It’s been just over a year since the World Health Organisation declared a pandemic and it’s finally starting to look like we’ll be able to travel again soon. Of course, the situation is different depending on where you live, but here in the Thelma & Louise community, we have this in common: we love to travel, and we love to travel with a companion.
Months and months of social isolation have left some of us feeling wary about the prospect of life returning to some form of normality, with crowds and regular travel, while others can’t wait to get back on the road. Once thing’s for sure though, lockdowns have changed our ability to socialise. I don’t know about you, but I certainly feel a bit rusty! It’s almost as if we have to re-learn how to sit in a room and have a conversation with another human.
“Try to build a network of potential travel buddies, including some in the places you most want to visit and some more local to you.”
If you’re feeling rising social anxiety, your brain feels a bit fuggy and you’re suffering from an excess of tip-of-the-tongue phenomenon (officially known as lethologica – try and remember that!), you might benefit from a confidence boost when it comes to planning your post-pandemic travel.
This list of questions and talking points is designed to help reassure you that you’ve done everything you can to make sure your post-pandemic travel buddy, or buddies, are on the same page as you. It should help you avoid any nasty surprises. Because we’ve all had enough of them.
1. How did you spend quarantine and/or lockdown?

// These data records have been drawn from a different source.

PR #1173, opened 2022-08-08
feat: new bundler that allows to skip bundling

danez:
#### Summary

This ads a new bundler that does not do anything. It is to allow skipping the bundling.

This branch is targeting PR #1030 because it is based on the Deployment config branch. Needs to be retargeted before merging.

I added the new bundler wherever it was possible in the tests.

hippo-1


src/runtimes/node/bundlers/types.ts
```diff
@@ -5,7 +5,25 @@ import type { FeatureFlag, FeatureFlags } from '../../../feature_flags.js'
...
-export type NodeBundlerName = 'esbuild' | 'esbuild_zisi' | 'nft' | 'zisi'
+export const enum NodeBundlerType {
+  ESBUILD = 'esbuild',
+  ESBUILD_ZISI = 'esbuild_zisi',
+  NFT = 'nft',
+  ZISI = 'zisi',
+  SKIP = 'skip',
+}
+
+export interface NoOptionsConfig<
```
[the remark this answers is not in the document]
danez: Something like:
```ts
interface FunctionConfig<Bundler extends NodeBundlerType = NodeBundlerType> {
  nodeBundler?: Bundler,
  nodeBundlerOptions: Bundler extends NodeBundlerType.SKIP ? SkipConfig: never 
}
```

Problem here is that nodeBundlerOptions would be either mandatory or not mandatory for all cases.
This could be worked around with:

```ts
interface BaseFunctionConfig {
...
}

type FCWithoutOptions = BaseFunctionConfig & { nodeBundler: Exclude<NodeBundlerType, NodeBundlerType.SKIP> }
type FCWithSkipOptions = BaseFunctionConfig & { nodeBundler: NodeBundlerType.SKIP, nodeBundlerOptions: SkipOptions }

type FunctionConfig = FCWithoutOptions | FCWithSkipOptions
```

I personally feel this is similar complicated, just in a different location. And it is less extensible in case one of the other Bundlers starts to have options.

What I did now is completely move the logic for the nodeBundler field into the bundlers/types.ts file, so it is in one place and also tried to simplify it a little bit.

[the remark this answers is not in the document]
eduardoboucas: > Problem here is that nodeBundlerOptions would be either mandatory or not mandatory for all cases.

What if it's never mandatory? The worst thing that could happen is that someone sets `nodeBundler: "custom"` and doesn't provide a `nodeBundlerOptions` object so we don't include any files in the bundle? Given that this will be used for very specific use cases and advanced integrations, I think that would be an okay tradeoff if it means simplifying the implementation.

I can also see an argument for having rigid types, so I'm happy to defer to you.

src/runtimes/node/bundlers/none/index.ts
```diff
@@ -0,0 +1,109 @@
...
+import { BundleFunction, GetSrcFilesFunction, NodeBundlerType } from '../types.js'
+
+/**
+ * This bundler is a simple no-op bundler, that does no bundling at all.
+ * It returns the detected moduleFormat and the mainFile + includedFiles from the config.
+ */
+
+/**
+ * Mimics the logic from Node.js, as functions with this bundler will be executed as is in Node.js.
+ */
```
eduardoboucas, line 19: I think I understand what you mean with this comment, but I find the formulation a bit confusing. Here's a suggestion with a link to the Node.js docs, but feel free to discard if you don't think it helps.

```suggestion
// Uses the same algorithm as the ESM_FILE_FORMAT resolver from Node.js to get
// the right module format for a function based on its main file.
// See https://nodejs.org/api/esm.html#resolver-algorithm-specification.
```

src/runtimes/node/bundlers/none/index.ts
```diff
@@ -0,0 +1,109 @@
...
+    srcPath,
+    stat,
+  })
+  const dirnames = srcFiles.map((filePath) => normalize(dirname(filePath)))
+  const moduleFormat = await getModuleFormat(mainFile)
+  const nodeSupport = getNodeSupportMatrix(config.nodeVersion)
+
+  if (moduleFormat === ModuleFormat.ESM && !nodeSupport.esm) {
+    throw new FunctionBundlingUserError(
+      `Entrypoint file is an ESM module, but the Node.js version in the config (${config.nodeVersion}) does not support ESM. ESM is supported as of version 14 of Node.js.`,
```
eduardoboucas, line 88: I think we should either use "ES Module" or "ESM", not "ESM module".

```suggestion
      `Function file is an ES module, which the Node.js version specified in the config (${config.nodeVersion}) does not support. ES modules are supported as of version 14 of Node.js.`,
```

tests/fixtures/config-files-invalid-version/my-function-1/my-function-1.js
```diff
@@ -1 +1 @@
-export const handler = () => true
+module.exports.handler = () => true
```
eduardoboucas, line 1: Why the change in these fixtures?

danez: Right I changed them back.

eduardoboucas (approved):

PR #1187, opened 2022-08-22
feat: add support for layers

eduardoboucas:
#### Summary

Introduces a new `layers` configuration property at the function level which specifies the names of Lambda Layers to interact with at runtime. On every layer, zip-it-and-ship-it will call a `getHandler` method to wrap the underlying handler with new functionality. This PR adds a test that shows a concrete example of that flow with 2 layers.


src/runtimes/node/utils/entry_file.ts
```diff
@@ -8,11 +9,21 @@ export interface EntryFile {
   filename: string
 }
 
-const getEntryFileContents = (mainPath: string, moduleFormat: string) => {
+const getEntryFileContents = (mainPath: string, moduleFormat: string, layers: string[]) => {
   const importPath = `.${mainPath.startsWith('/') ? mainPath : `/${mainPath}`}`
 
   if (moduleFormat === ModuleFormat.COMMONJS) {
-    return `module.exports = require('${importPath}')`
+    if (layers.length === 0) {
```
eduardoboucas, line 16: We could get rid of this `if` and just use the code below for everything, since `getLayersBootstrap()` will return an empty array if there are no layers. Still, in the spirit of reducing the blast radius, I want to keep the existing code path unmodified. We can have a feature flag in Netlify Build that decides whether to populate the `layers` config property.

src/runtimes/node/utils/entry_file.ts
```diff
@@ -8,11 +9,21 @@ export interface EntryFile {
   filename: string
 }
 
-const getEntryFileContents = (mainPath: string, moduleFormat: string) => {
+const getEntryFileContents = (mainPath: string, moduleFormat: string, layers: string[]) => {
   const importPath = `.${mainPath.startsWith('/') ? mainPath : `/${mainPath}`}`
 
   if (moduleFormat === ModuleFormat.COMMONJS) {
```
eduardoboucas, line 15: We'll need to implement a similar bootstrap code for ESM functions. We're not generating any of those at the moment, so we can do that in a follow up PR.

src/runtimes/node/utils/zip.ts
```diff
@@ -116,7 +120,7 @@ const createZipArchive = async function ({
   const userNamespace = hasEntryFileConflict ? DEFAULT_USER_SUBDIRECTORY : ''
 
   if (needsEntryFile) {
```
eduardoboucas, line 122: There's a caveat with the current PR in that we won't generate the layer code if `needsEntryFile` is `false`. We'll need to figure that out separately.

danez:
Is this for plugins? Or for users? I don't see the use case for this yet.

tests/main.js
```diff
@@ -2815,3 +2815,62 @@ testMany('None bundler emits esm with default nodeVersion', ['bundler_none'], as
 
   t.is(originalFile, bundledFile)
 })
+
+// The paths for the layer files are Unix only. Since we'll actually only use
+// layers in production (which is always Linux), we skip this test on Windows.
+if (platform !== 'win32') {
```
danez, line 2821: So we don't want to/can use this in `netlify dev`?

eduardoboucas: Hmm, good point. We probably will. I'll make it work on Windows. 👍🏻

eduardoboucas: Done!

danez (approved):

This is a gentle way to probe how your attitudes to imposed situations might gel. You don’t have to respond in the same way, but it would be helpful if you had a vaguely common approach. Were you accepting or rebellious? Did you take up a new hobby or feel endlessly bored and frustrated? Ultimately, you want to lift each other up, not wear each other down, if you’re ever forced into such a situation together on your travels.
2. Does your travel insurance cover Covid-related issues?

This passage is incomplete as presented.